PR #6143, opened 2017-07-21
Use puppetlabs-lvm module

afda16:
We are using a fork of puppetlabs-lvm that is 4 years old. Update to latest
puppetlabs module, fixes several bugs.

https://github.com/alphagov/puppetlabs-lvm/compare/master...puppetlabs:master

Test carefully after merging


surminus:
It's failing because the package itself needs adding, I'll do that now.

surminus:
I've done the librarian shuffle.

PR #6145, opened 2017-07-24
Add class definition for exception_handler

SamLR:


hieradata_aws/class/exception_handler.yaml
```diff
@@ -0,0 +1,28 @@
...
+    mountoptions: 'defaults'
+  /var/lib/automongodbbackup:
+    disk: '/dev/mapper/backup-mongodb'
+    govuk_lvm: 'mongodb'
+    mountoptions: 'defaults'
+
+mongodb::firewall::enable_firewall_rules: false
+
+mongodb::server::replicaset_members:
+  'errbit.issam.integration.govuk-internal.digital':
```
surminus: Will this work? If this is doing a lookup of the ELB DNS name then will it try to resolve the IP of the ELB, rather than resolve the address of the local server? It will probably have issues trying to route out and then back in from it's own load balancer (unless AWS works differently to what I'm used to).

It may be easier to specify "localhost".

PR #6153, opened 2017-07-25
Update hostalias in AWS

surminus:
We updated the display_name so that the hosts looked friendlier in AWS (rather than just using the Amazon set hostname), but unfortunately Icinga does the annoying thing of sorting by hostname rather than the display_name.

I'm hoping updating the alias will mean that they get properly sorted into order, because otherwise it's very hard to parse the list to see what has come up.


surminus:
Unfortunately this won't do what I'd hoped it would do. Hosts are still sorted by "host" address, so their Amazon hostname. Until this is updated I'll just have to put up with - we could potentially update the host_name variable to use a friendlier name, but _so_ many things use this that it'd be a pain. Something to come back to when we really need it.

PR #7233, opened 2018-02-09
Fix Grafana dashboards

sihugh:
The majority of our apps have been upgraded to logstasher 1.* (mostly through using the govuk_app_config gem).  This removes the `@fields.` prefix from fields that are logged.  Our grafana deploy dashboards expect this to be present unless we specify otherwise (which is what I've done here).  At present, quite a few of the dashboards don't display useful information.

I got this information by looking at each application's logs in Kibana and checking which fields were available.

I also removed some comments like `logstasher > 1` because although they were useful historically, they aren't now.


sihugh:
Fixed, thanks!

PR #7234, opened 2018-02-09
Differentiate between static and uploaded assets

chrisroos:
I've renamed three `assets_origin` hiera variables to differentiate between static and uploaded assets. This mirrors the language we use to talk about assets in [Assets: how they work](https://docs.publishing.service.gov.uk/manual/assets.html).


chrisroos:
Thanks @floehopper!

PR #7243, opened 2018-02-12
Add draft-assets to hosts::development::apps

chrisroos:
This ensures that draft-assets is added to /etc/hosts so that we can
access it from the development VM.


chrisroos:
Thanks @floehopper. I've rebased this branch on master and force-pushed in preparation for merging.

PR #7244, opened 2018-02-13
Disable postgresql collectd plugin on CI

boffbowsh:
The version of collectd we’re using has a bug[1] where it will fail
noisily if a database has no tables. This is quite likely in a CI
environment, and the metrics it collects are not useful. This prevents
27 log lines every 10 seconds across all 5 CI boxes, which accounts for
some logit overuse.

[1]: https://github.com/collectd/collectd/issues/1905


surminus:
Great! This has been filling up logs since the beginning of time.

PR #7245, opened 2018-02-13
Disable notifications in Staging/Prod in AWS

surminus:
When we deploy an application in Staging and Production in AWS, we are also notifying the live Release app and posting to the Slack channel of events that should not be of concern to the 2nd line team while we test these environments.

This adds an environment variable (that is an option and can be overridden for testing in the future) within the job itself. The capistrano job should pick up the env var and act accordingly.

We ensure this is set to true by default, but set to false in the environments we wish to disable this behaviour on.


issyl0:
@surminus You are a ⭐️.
_____
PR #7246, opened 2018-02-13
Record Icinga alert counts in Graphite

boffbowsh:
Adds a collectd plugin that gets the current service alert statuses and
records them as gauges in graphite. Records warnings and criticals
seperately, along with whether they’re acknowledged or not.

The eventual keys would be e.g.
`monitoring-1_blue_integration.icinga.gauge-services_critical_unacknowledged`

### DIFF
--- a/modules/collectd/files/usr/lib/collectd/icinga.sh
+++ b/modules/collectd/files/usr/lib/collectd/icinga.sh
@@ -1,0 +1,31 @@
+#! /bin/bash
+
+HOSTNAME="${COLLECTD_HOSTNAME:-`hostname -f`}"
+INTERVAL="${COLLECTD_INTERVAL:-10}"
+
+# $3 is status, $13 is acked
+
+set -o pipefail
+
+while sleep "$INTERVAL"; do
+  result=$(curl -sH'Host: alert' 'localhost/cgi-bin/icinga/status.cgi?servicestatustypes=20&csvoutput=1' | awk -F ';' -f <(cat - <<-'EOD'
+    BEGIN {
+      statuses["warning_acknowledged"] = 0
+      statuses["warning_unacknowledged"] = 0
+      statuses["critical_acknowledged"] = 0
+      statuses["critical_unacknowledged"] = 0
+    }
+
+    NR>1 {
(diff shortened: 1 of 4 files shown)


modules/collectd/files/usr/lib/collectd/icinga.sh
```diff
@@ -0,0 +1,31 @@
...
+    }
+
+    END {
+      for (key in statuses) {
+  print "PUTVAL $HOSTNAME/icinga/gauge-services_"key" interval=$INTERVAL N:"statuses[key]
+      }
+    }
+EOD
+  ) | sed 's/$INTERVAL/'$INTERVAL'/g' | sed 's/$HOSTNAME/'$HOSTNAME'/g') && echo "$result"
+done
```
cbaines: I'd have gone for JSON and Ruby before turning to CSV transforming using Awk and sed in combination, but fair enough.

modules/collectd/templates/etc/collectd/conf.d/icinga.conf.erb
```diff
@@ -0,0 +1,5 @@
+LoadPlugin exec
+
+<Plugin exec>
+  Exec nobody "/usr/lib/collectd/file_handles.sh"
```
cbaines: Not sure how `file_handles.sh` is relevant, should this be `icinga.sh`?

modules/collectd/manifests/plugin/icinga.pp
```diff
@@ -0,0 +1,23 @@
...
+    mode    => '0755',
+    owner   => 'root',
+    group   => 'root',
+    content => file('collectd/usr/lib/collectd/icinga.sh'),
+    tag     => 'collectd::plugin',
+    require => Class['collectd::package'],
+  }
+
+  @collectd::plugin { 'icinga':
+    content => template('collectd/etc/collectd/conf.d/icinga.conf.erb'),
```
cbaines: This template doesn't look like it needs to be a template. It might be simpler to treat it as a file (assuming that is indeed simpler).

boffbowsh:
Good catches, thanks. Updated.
_____
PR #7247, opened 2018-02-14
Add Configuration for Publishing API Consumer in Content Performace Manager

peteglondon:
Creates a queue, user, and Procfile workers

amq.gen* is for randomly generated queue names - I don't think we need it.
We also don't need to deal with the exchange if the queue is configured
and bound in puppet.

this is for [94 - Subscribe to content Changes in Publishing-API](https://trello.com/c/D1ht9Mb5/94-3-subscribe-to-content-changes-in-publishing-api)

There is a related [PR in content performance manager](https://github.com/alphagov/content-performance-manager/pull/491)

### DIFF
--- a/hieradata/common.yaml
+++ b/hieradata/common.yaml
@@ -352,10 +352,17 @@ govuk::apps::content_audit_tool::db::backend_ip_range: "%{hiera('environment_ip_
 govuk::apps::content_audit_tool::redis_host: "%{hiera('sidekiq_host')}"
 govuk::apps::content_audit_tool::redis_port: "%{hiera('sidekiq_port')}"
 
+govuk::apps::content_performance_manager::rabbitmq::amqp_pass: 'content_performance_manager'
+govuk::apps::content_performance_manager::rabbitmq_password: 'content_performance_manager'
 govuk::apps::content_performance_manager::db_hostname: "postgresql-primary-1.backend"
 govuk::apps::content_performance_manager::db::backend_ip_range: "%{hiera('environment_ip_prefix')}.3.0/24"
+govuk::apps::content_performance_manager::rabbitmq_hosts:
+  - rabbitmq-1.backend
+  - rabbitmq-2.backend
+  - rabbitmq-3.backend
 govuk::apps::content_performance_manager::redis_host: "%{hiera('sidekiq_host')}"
_____
Using only the entries above, output the line with "cbaines: Not sure", the line with "Good catches, thanks. Updated.", and all lines between them, exactly as they stand.

### Reply to the exercise
cbaines: Not sure how `file_handles.sh` is relevant, should this be `icinga.sh`?

modules/collectd/manifests/plugin/icinga.pp
```diff
@@ -0,0 +1,23 @@
...
+    mode    => '0755',
+    owner   => 'root',
+    group   => 'root',
+    content => file('collectd/usr/lib/collectd/icinga.sh'),
+    tag     => 'collectd::plugin',
+    require => Class['collectd::package'],
+  }
+
+  @collectd::plugin { 'icinga':
+    content => template('collectd/etc/collectd/conf.d/icinga.conf.erb'),
```
cbaines: This template doesn't look like it needs to be a template. It might be simpler to treat it as a file (assuming that is indeed simpler).

boffbowsh:
Good catches, thanks. Updated.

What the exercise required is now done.